The day concluded with the second keynote lecture by JANET HUNTER (London), who spoke about the market collapse and confusion that occurred in the aftermath of the Great Kanto Earthquake of 1923. The lecture paid close attention to the responses of producers, traders, and consumers to the sudden collapse of infrastructure, dislocation of institutions, and altered patterns of supply and demand.

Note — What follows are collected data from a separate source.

PR #20136, opened 2024-06-20
Missing Maps: avoid adding SRTM-only regions

RZR-UA:
The problem. We have SRTM-only (sub)regions such as Afghanistan, Egypt, Libya, Chile, etc.

That SRTM-only regions (no map, no routing, only contours) are added regions List and a few lines later the list is sorted to get 1st only String from regions finally.

In case of Afghanistan + Tajikistan, the sorted result is:

afghanistan_baghlan_asia - the longest name, sorted to the top = get(0)
afghanistan_asia (ignored)
tajikistan_asia (ignored)

As a result, afghanistan_baghlan_asia is the only mapsToDownload region, which is obviously NOT A MAP/roads, not allowed to download as a map/roads, and finally we have the EMPTY list of Missing Maps and the disabled Download button.

The bugfix just excludes NOT map/roads regions from List.


RZR-UA:

PR #20138, opened 2024-06-20
Missing Maps: allow several countries for 1 point

RZR-UA:
There are some interesting locations, such as Pamir Highway, that are located along the border between countries.

All the points along the border belong to both regions (in example case, Tajikistan and Afghanistan) and our current algorithm offers only one country with longer name (Afghanistan) even when the points are located at Tajikistan's side.

For example:

Tajikistan Qal’ai Khumb and Rushon are located at Tajikistan's side.

Both points belong to 2 regions:

afghanistan_asia
tajikistan_asia

Current algorithm consider only 1st region with the longest name - afghanistan_asia.

Finally, on Tajikistan's side Pamir Highway, users will be always offered to download Afghanistan instead of Tajikistan.

The request solves this problem by adding all regions by distinct countries (skipping already added countries).

The fine point might be a way of parsing country: /^(XXXXXXXX)_.*/ but in the worst case the method will result with only 1st region, which is absolutely the same result as original method.

I've tested many border points with new method in Asia (Pamir) and Europe (Austria, Switzerland, Germany) and have not found any problems.

### DIFF
--- a/OsmAnd-java/src/main/java/net/osmand/router/MissingMapsCalculationResult.java
+++ b/OsmAnd-java/src/main/java/net/osmand/router/MissingMapsCalculationResult.java
@@ -6,6 +6,7 @@ import net.osmand.map.WorldRegion;
 import net.osmand.util.Algorithms;
 
 import java.util.ArrayList;
+import java.util.HashSet;
 import java.util.LinkedHashSet;
 import java.util.List;
 import java.util.Set;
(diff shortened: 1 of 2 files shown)


vshcherb:
This issue is minor for now and it shouldn't be any real case when people download start/end region manually and only need intermediate regions

RZR-UA:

The third day of the conference opened with a podium discussion on “Seascapes and Shipping” chaired by HARALD FUESS (Heidelberg) and discussed by CHRISTOPHER GERTEIS (SOAS). In his second conference presentation, Martin Dusinberre (Newcastle/Heidelberg) traced the maritime routes of a Japanese merchant navy ship, the “Yamashiro-maru”, from Newcastle to Hawaii between 1884 and 1912. ROLAND WENZLHUEMER (Heidelberg) offered insight into the redaction of ship newspapers and, more generally, life aboard the passenger steamers in the 1890s. ROLF WIPPICH (Tokyo/Lucerne) scrutinised 19th century piracy in Chinese territorial waters and the anti-piracy measures taken both by the Chinese authorities and the western treaty powers in the context of flourishing international trade, the Taiping Rebellion (1852-1864) and the Opium Wars.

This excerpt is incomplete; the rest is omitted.